▶ [WHAT THE EXERCISE ASKS]
Retype all of the lines below with no changes.

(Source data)
——————————

PR #64, opened 2018-03-01
Add kotlin native support

Tapchicoma:
#58: Add support for kotlin native (konan) plugin.

### DIFF
--- a/build.gradle.kts
+++ b/build.gradle.kts
@@ -2,6 +2,7 @@ buildscript {
     repositories {
         jcenter()
         google()
+        maven("https://dl.bintray.com/jetbrains/kotlin-native-dependencies")
     }
 
     dependencies {
@@ -11,6 +12,7 @@ buildscript {
 plugins {
     kotlin("jvm") version "1.2.21" apply false
     id("com.android.application") version "3.0.1" apply false
+    id("konan") version "0.6" apply false
 }
 
 allprojects {
--- a/CHANGELOG.md
+++ b/CHANGELOG.md
@@ -9,6 +9,7 @@ and this project adheres to [Semantic Versioning](http://semver.org/).
 ## Added
  - Support for Kotlin javascript (kotlin2js) (#58)
  - Support for Kotlin multiplatform projects (#58)
+ - Support for Kotlin native (konan) (#58)
 ## Changed
  - ?
 ## Fixed
--- a/plugin/build.gradle.kts
+++ b/plugin/build.gradle.kts
@@ -15,12 +15,14 @@ version = "3.0.2-SNAPSHOT"
 repositories {
     jcenter()
     google()
+    maven("https://dl.bintray.com/jetbrains/kotlin-native-dependencies")
 }
 
 dependencies {
     compileOnly(gradleApi())
     compileOnly(kotlin("gradle-plugin", "1.2.21"))
     compileOnly("com.android.tools.build:gradle:3.0.0")
+    compileOnly("org.jetbrains.kotlin:kotlin-native-gradle-plugin:0.6")
     compile("net.swiftzer.semver:semver:1.0.0")
 
     /*
--- a/plugin/src/main/kotlin/org/jlleitschuh/gradle/ktlint/KtlintPlugin.kt
+++ b/plugin/src/main/kotlin/org/jlleitschuh/gradle/ktlint/KtlintPlugin.kt
@@ -5,6 +5,7 @@ import com.android.build.gradle.FeaturePlugin
 import com.android.build.gradle.InstantAppPlugin
 import com.android.build.gradle.LibraryPlugin
 import com.android.build.gradle.TestPlugin
+import net.swiftzer.semver.SemVer
 import org.gradle.api.Plugin
 import org.gradle.api.Project
 import org.gradle.api.Task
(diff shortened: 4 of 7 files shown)


Tapchicoma:
@JLLeitschuh last of new plugins to support

JLLeitschuh:
What happens if you have both the native plugin applied and the js plugin applied?
This might be a larger issue outside the scope of this PR but if it is an issue it should be fixed before release.

Tapchicoma:
Thoretically plugin will create two sets of tasks for both native and js with common meta tasks: `ktlintCheck` and `ktlintFormat`. Will check this scenario tomorrow.

Tapchicoma:
@JLLeitschuh after adding `kotlin2js` plugin to native sample here is output of running `ktlintCheck`:
```text
./gradlew -m :samples:kotlin-native:ktlintCheck
:samples:kotlin-native:ktlintKotlin-nativeCheck SKIPPED
:samples:kotlin-native:ktlintMainCheck SKIPPED
:samples:kotlin-native:ktlintTestCheck SKIPPED
:samples:kotlin-native:ktlintCheck SKIPPED
```

So my guess was right.

JLLeitschuh:
Hrm, seems like redundant execution. But it won't create a problem I suppose.

build.gradle.kts
```diff
@@ -11,6 +12,7 @@ buildscript {
 plugins {
     kotlin("jvm") version "1.2.21" apply false
     id("com.android.application") version "3.0.1" apply false
+    id("konan") version "0.6" apply false
```
JLLeitschuh: Why is this necessary in the base plugin. What happens if the plugin isn't added to the entire build's classpath and only to the one subproject?

Tapchicoma: According to Gradle docs:

Tapchicoma: According to Gradle docs:

> Applying plugins to subprojects

> If you have a multi-project build, you probably want to apply plugins to some or all of the subprojects in your build, but not to the root or master project. The default behavior of the plugins {} block is to immediately resolve and apply the plugins. But, you can use the apply false syntax to tell Gradle not to apply the plugin to the current project and then use apply plugin: «plugin id» in the subprojects block:

I also tried it and I see following error:
```text
Caused by: java.lang.NoClassDefFoundError: org/jetbrains/kotlin/gradle/plugin/KonanExtension
```

Tapchicoma: My guess that due to ktlint uses root project classpath - it doesn't see module additional classpath with kotlin-native plugin classes.

JLLeitschuh: We shouldn't require users to apply the `konan` plugin to use this plugin.

Tapchicoma: `konan` plugin has `compileOnly` dependency, so it is totally optional whether it is applied or not. Projects that doesn't apply `konan` plugin will not be affected.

——————————

▶ [SOLUTION TO THIS EXERCISE]
PR #64, opened 2018-03-01
Add kotlin native support

Tapchicoma:
#58: Add support for kotlin native (konan) plugin.

### DIFF
--- a/build.gradle.kts
+++ b/build.gradle.kts
@@ -2,6 +2,7 @@ buildscript {
     repositories {
         jcenter()
         google()
+        maven("https://dl.bintray.com/jetbrains/kotlin-native-dependencies")
     }
 
     dependencies {
@@ -11,6 +12,7 @@ buildscript {
 plugins {
     kotlin("jvm") version "1.2.21" apply false
     id("com.android.application") version "3.0.1" apply false
+    id("konan") version "0.6" apply false
 }
 
 allprojects {
--- a/CHANGELOG.md
+++ b/CHANGELOG.md
@@ -9,6 +9,7 @@ and this project adheres to [Semantic Versioning](http://semver.org/).
 ## Added
  - Support for Kotlin javascript (kotlin2js) (#58)
  - Support for Kotlin multiplatform projects (#58)
+ - Support for Kotlin native (konan) (#58)
 ## Changed
  - ?
 ## Fixed
--- a/plugin/build.gradle.kts
+++ b/plugin/build.gradle.kts
@@ -15,12 +15,14 @@ version = "3.0.2-SNAPSHOT"
 repositories {
     jcenter()
     google()
+    maven("https://dl.bintray.com/jetbrains/kotlin-native-dependencies")
 }
 
 dependencies {
     compileOnly(gradleApi())
     compileOnly(kotlin("gradle-plugin", "1.2.21"))
     compileOnly("com.android.tools.build:gradle:3.0.0")
+    compileOnly("org.jetbrains.kotlin:kotlin-native-gradle-plugin:0.6")
     compile("net.swiftzer.semver:semver:1.0.0")
 
     /*
--- a/plugin/src/main/kotlin/org/jlleitschuh/gradle/ktlint/KtlintPlugin.kt
+++ b/plugin/src/main/kotlin/org/jlleitschuh/gradle/ktlint/KtlintPlugin.kt
@@ -5,6 +5,7 @@ import com.android.build.gradle.FeaturePlugin
 import com.android.build.gradle.InstantAppPlugin
 import com.android.build.gradle.LibraryPlugin
 import com.android.build.gradle.TestPlugin
+import net.swiftzer.semver.SemVer
 import org.gradle.api.Plugin
 import org.gradle.api.Project
 import org.gradle.api.Task
(diff shortened: 4 of 7 files shown)


Tapchicoma:
@JLLeitschuh last of new plugins to support

JLLeitschuh:
What happens if you have both the native plugin applied and the js plugin applied?
This might be a larger issue outside the scope of this PR but if it is an issue it should be fixed before release.

Tapchicoma:
Thoretically plugin will create two sets of tasks for both native and js with common meta tasks: `ktlintCheck` and `ktlintFormat`. Will check this scenario tomorrow.

Tapchicoma:
@JLLeitschuh after adding `kotlin2js` plugin to native sample here is output of running `ktlintCheck`:
```text
./gradlew -m :samples:kotlin-native:ktlintCheck
:samples:kotlin-native:ktlintKotlin-nativeCheck SKIPPED
:samples:kotlin-native:ktlintMainCheck SKIPPED
:samples:kotlin-native:ktlintTestCheck SKIPPED
:samples:kotlin-native:ktlintCheck SKIPPED
```

So my guess was right.

JLLeitschuh:
Hrm, seems like redundant execution. But it won't create a problem I suppose.

build.gradle.kts
```diff
@@ -11,6 +12,7 @@ buildscript {
 plugins {
     kotlin("jvm") version "1.2.21" apply false
     id("com.android.application") version "3.0.1" apply false
+    id("konan") version "0.6" apply false
```
JLLeitschuh: Why is this necessary in the base plugin. What happens if the plugin isn't added to the entire build's classpath and only to the one subproject?

Tapchicoma: According to Gradle docs:

Tapchicoma: According to Gradle docs:

> Applying plugins to subprojects

> If you have a multi-project build, you probably want to apply plugins to some or all of the subprojects in your build, but not to the root or master project. The default behavior of the plugins {} block is to immediately resolve and apply the plugins. But, you can use the apply false syntax to tell Gradle not to apply the plugin to the current project and then use apply plugin: «plugin id» in the subprojects block:

I also tried it and I see following error:
```text
Caused by: java.lang.NoClassDefFoundError: org/jetbrains/kotlin/gradle/plugin/KonanExtension
```

Tapchicoma: My guess that due to ktlint uses root project classpath - it doesn't see module additional classpath with kotlin-native plugin classes.

JLLeitschuh: We shouldn't require users to apply the `konan` plugin to use this plugin.

Tapchicoma: `konan` plugin has `compileOnly` dependency, so it is totally optional whether it is applied or not. Projects that doesn't apply `konan` plugin will not be affected.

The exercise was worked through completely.